**** The data
PR #1036, opened 2022-04-13
Speed up utility bill measure

shorowit:
## Pull Request Description

Changes utility bill calculations to be monthly for improved runtime speed. Hourly calculations will be used only for detailed electric rates when they are implemented in the future.

## Checklist

### DIFF
--- a/ReportUtilityBills/measure.rb
+++ b/ReportUtilityBills/measure.rb
@@ -187,7 +187,9 @@ class ReportUtilityBills < OpenStudio::Measure::ReportingMeasure
   end
 
   def timeseries_frequency
-    return 'hourly'
+    # Use monthly for fossil fuels and simple electric rates
+    # Use hourly for detailed electric rates (URDB tariff or real time pricing)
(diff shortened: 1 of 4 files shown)


joseph-robertson:
This question is probably not specific to this PR, but what happens for partial month run periods? Fixed monthly costs are applied even if, say, only a single day from the month is in the run period?

shorowit:
> This question is probably not specific to this PR, but what happens for partial month run periods? Fixed monthly costs are applied even if, say, only a single day from the month is in the run period?

Good question, I thought about that as well when making these changes. Previously fixed charges were only applied for a full month, now they are applied for a partial month too. So the previous approach would have skipped fixed charges for a month that is missing a single day. I don't know that either approach is more correct, it's pretty arbitrary.

joseph-robertson:
Prorate the fixed charges?

shorowit:
That's a great idea. I'll do that.

joseph-robertson (approved):

PR #1056, opened 2022-05-02
Detailed HVAC setpoints (GEB), try 2

### LINKED ISSUE #844: Detailed HVAC setpoints (GEB)
Allow using an 8760 (or more frequent if running at shorter timesteps) schedule for heating/cooling setpoints. Similar to water heater setpoint capability in https://github.com/NREL/OpenStudio-HPXML/issues/635. Might need to be careful about other parts of the code (e.g., natural ventilation, ceiling fan temperature offset, etc.) that are based on setpoints.

joseph-robertson:
## Pull Request Description

Closes #844.

## Checklist


BuildResidentialHPXML/measure.rb
```diff
@@ -3387,6 +3392,14 @@ def self.set_header(hpxml, runner, args)
     hpxml.header.xml_generated_by = 'BuildResidentialHPXML'
     hpxml.header.transaction = 'create'
 
+    if args[:schedules_filepaths].is_initialized
+      hpxml.header.schedules_filepaths = []
+      schedules_filepaths = args[:schedules_filepaths].get.split(',').map(&:strip)
+      schedules_filepaths.each do |schedules_filepath|
+        hpxml.header.schedules_filepaths << schedules_filepath
+      end
```
shorowit, line 3400: @joseph-robertson Can't this be simply `hpxml.header.schedules_filepaths = args[:schedules_filepaths].get.split(',').map(&:strip)`?

docs/source/workflow_inputs.rst
```diff
@@ -158,6 +158,7 @@ They can be smooth schedules, or they can reflect real-world or stochastic occup
 Detailed schedule inputs are provided via CSV file(s) that should be referenced in the HPXML file as a ``/HPXML/SoftwareInfo/extension/SchedulesFilePath``.
 
 Occupancy related schedule columns must be normalized to MAX=1; that is, these schedules only define *when* energy is used, not *how much* energy is used.
+Thermostat setpoint schedule columns do not have these constraints.
```
shorowit, line 161: Thinking ahead to the WH GEB changes, I suggest creating a new column below called 'Units', which is either `frac` or `F`, and then making this change:

```suggestion
Columns with units of `frac` must be normalized to MAX=1; that is, these schedules only define *when* energy is used, not *how much* energy is used.
```

tasks.rb
```diff
@@ -370,6 +372,10 @@ def create_hpxmls
     'base-pv-battery-lifetime-model.xml' => 'base-pv-battery.xml',
     'base-pv-battery-garage.xml' => 'base-enclosure-garage.xml',
     'base-schedules-simple.xml' => 'base.xml',
+    'base-schedules-detailed-setpoints.xml' => 'base.xml',
```
shorowit, line 375: Should we create one more sample file (base-schedules-detailed-all.xml) that includes all possible schedule columns (occupancy and setpoints)?

shorowit (commented):
Looking good. I want to do a bit of manual testing still but here are some initial comments.

tasks.rb
joseph-robertson: In addition to `base-schedules-detailed-setpoints-10-mins.xml` which already does that?

shorowit: Are we looking at the same thing? That file only references the setpoints.csv. I want a sample file that references two schedule CSVs (setpoints and occupancy). Also, we should probably rename the smooth and stochastic CSV files to have an 'occupancy-' prefix (so, `occupancy-smooth.csv`, for example). I like that you named all the setpoint CSVs using a 'setpoints-' prefix.

joseph-robertson: See https://github.com/NREL/OpenStudio-HPXML/blob/detailed-hvac-setpoints-2/workflow/sample_files/base-schedules-detailed-setpoints-10-mins.xml#L14-L15.

shorowit (approved):

shorowit:
Thanks @joseph-robertson!

PR #1069, opened 2022-05-09
Additional boiler capabilities

### LINKED ISSUE #1068: Additional boiler capabilities
- [ ] Allow outdoor reset. Currently [always disabled](https://github.com/NREL/OpenStudio-HPXML/blob/e0c04fb52d6d96401a2fbac5909987c8531adf3a/HPXMLtoOpenStudio/resources/hvac.rb#L426-L430). (For some reason [our code only allows it for condensing boilers](https://github.com/NREL/OpenStudio-HPXML/blob/e0c04fb52d6d96401a2fbac5909987c8531adf3a/HPXMLtoOpenStudio/resources/hvac.rb#L505), but [this article](https://www.hpacmag.com/features/outdoor-reset/) suggests it can be used with non-condensing boilers as well.)
- [ ] Allow condensing vs non-condensing boiler efficiency curves. Currently hard-coded as [non-condensing](https://github.com/NREL/OpenStudio-HPXML/blob/e0c04fb52d6d96401a2fbac5909987c8531adf3a/HPXMLtoOpenStudio/resources/hvac.rb#L425). Should be optional and defaulted based on AFUE.

shorowit:
## Pull Request Description

Closes #1068.

## Checklist


shorowit:
The only major remaining TODO is to expose the boiler supply temperature as an optional input. There is an existing [SupplyTemperature](https://hpxml.nrel.gov/datadictionary/3.0.0/Building/BuildingDetails/Systems/HVAC/HVACDistribution/DistributionSystemType/HydronicDistribution/SupplyTemperature) element we can use. We could use defaults based on the hydronic distribution type (e.g., 180F in general, 160F for radiant ceiling, 120F for radiant floor). However there are a few complications:
- What defaults do we use if a condensing boiler? Perhaps 150F in general, but what about radiant ceiling/floor?
- The SupplyTemperature element is not available for fan coils, because we call them AirDistribution (so they can be ducted) and not HydronicDistribution. 😬 
- How does the supply temperature relate to the higher setpoint for a boiler with outdoor reset control? BEopt allowed both to be independently set, but the only option BEopt shipped with outdoor reset uses the same value for both. Does it make sense to allow independent values? Or should the supply temperature not be an input if there is outdoor reset control?

PR #40, opened 2026-08-23
test(hamode): add unit tests for Detect

### LINKED ISSUE #34: internal/hamode.Detect has zero test coverage
## Where

`internal/hamode/hamode.go` is the entire package — 18 lines, one function — and has no `_test.go` file at all (only package in `internal/` this small with zero tests).

```go
// EnvSupervisorToken is injected by the Home Assistant Supervisor into add-on
// containers with API access; its presence is the HA-mode signal.
const EnvSupervisorToken = "SUPERVISOR_TOKEN"

// Detect reports whether the daemon is running inside a Home Assistant add-on.
func Detect() bool {
	return os.Getenv(EnvSupervisorToken) != ""
}
```

## What to do

Add `internal/hamode/hamode_test.go` with table-style tests for `Detect()`:

- `SUPERVISOR_TOKEN` unset → `false`
- `SUPERVISOR_TOKEN` set to a non-empty value → `true`
- `SUPERVISOR_TOKEN` set to `""` (explicitly empty) → `false`

Use `t.Setenv("SUPERVISOR_TOKEN", ...)` (Go 1.17+, auto-restores after the test — no manual cleanup needed) rather than `os.Setenv`/`os.Unsetenv`.

## Why it's worth doing

This function gates real behavior: the Ingress source-IP guard, the deployment hint injected into the SPA, and refusing self-update in favor of app updates all key off it (see the package doc comment). It's a one-line function with three clear cases and no dependencies — a clean, fast first PR.

## Verify

```
go test ./internal/hamode/... -v
```
should show your new test cases passing, and `go test ./internal/hamode/...` should no longer report "no test files".

alexsmolya:
Closes #34

This is a tests-only patch adding unit test coverage for `hamode.Detect()` in `internal/hamode/hamode_test.go`.

### Covered Cases
Table-driven tests covering the three environment states for `SUPERVISOR_TOKEN`:
1. `unset`: `SUPERVISOR_TOKEN` is unset in the process environment -> `Detect()` returns `false`
2. `set to non-empty`: `SUPERVISOR_TOKEN` is set to `"mock-supervisor-token"` via `t.Setenv` -> `Detect()` returns `true`
3. `set to empty string`: `SUPERVISOR_TOKEN` is set to `""` via `t.Setenv` -> `Detect()` returns `false`

### Validation
- `go test ./internal/hamode/... -v` (3/3 subtests pass)
- `go test ./internal/autostart/... ./internal/claudeauth/... ./internal/discovery/... -v` (pass)
- `gofmt -d ./internal/hamode/hamode_test.go` (clean)
- `go vet ./internal/hamode/...` (clean)
- `git diff --check` (clean)

### DIFF
--- a/internal/hamode/hamode_test.go
+++ b/internal/hamode/hamode_test.go
@@ -1,0 +1,52 @@
+package hamode
+
+import (
+	"os"
+	"testing"
+)
+
+func TestDetect(t *testing.T) {
+	tests := []struct {
+		name  string
+		setup func(t *testing.T)
+		want  bool
+	}{
+		{
+			name: "unset",
+			setup: func(t *testing.T) {
+				if prev, ok := os.LookupEnv(EnvSupervisorToken); ok {
+					if err := os.Unsetenv(EnvSupervisorToken); err != nil {
+						t.Fatalf("failed to unset %s: %v", EnvSupervisorToken, err)
+					}
+					t.Cleanup(func() {
+						os.Setenv(EnvSupervisorToken, prev)
+					})
+				}
+			},
+			want: false,
+		},
+		{
+			name: "set to non-empty",
+			setup: func(t *testing.T) {
+				t.Setenv(EnvSupervisorToken, "mock-supervisor-token")
+			},
+			want: true,
+		},
+		{
+			name: "set to empty string",
+			setup: func(t *testing.T) {
+				t.Setenv(EnvSupervisorToken, "")
+			},
+			want: false,
+		},
+	}
+
+	for _, tc := range tests {
+		t.Run(tc.name, func(t *testing.T) {
+			tc.setup(t)
+			if got := Detect(); got != tc.want {
+				t.Errorf("Detect() = %v, want %v", got, tc.want)
+			}
+		})
+	}
+}


mar-schmidt:
Thanks for this @alexsmolya — and welcome, this is your first contribution here.

First, an apology for the delay: your CI never ran. GitHub holds workflow runs from first-time contributors until a maintainer approves them, and nobody did, so this PR has been sitting since yesterday showing no checks through no fault of yours. I've approved it and CI is running now.

In the meantime I verified it locally rather than leaving you waiting on that:

- `go test ./internal/hamode/... -v -count=1` — 3/3 subtests pass
- `gofmt -l internal/hamode/hamode_test.go` — clean
- `go vet ./internal/hamode/...` — clean
- Diff is exactly one added file, no production code touched

The thing I want to call out as a genuinely good decision: the `unset` case. Using `os.LookupEnv` to capture the previous value and restoring it via `t.Cleanup`, rather than reaching for `t.Setenv`, is the right call — `t.Setenv` can't express "this variable does not exist," which is the exact state `Detect()` needs to distinguish. It also means the test behaves correctly when the suite happens to run inside a real Home Assistant supervisor environment where `SUPERVISOR_TOKEN` is genuinely set. That's the failure mode most people miss.

Covering the empty-string case alongside it pins down the `!= ""` semantics rather than just the presence check, which is the part of `Detect()` that could silently regress.

Leaving the merge to @mar-schmidt as maintainer.

mar-schmidt:
Merged — thanks @alexsmolya.

I verified this rather than just trusting the green check: `Detect` is at **100% statement coverage**, and I mutation-tested it by inverting the `!= ""` condition in `hamode.go` — your test caught it. The three cases you picked (unset / non-empty / empty-string) are exactly the three real branches, and restoring the pre-existing env var in `Cleanup` rather than blindly unsetting is a nice touch that keeps the suite order-independent.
********
## How to complete this task:
In the records above, some lines may contain the word "costs"; copy every one of them.

## Solution:
This question is probably not specific to this PR, but what happens for partial month run periods? Fixed monthly costs are applied even if, say, only a single day from the month is in the run period?
> This question is probably not specific to this PR, but what happens for partial month run periods? Fixed monthly costs are applied even if, say, only a single day from the month is in the run period?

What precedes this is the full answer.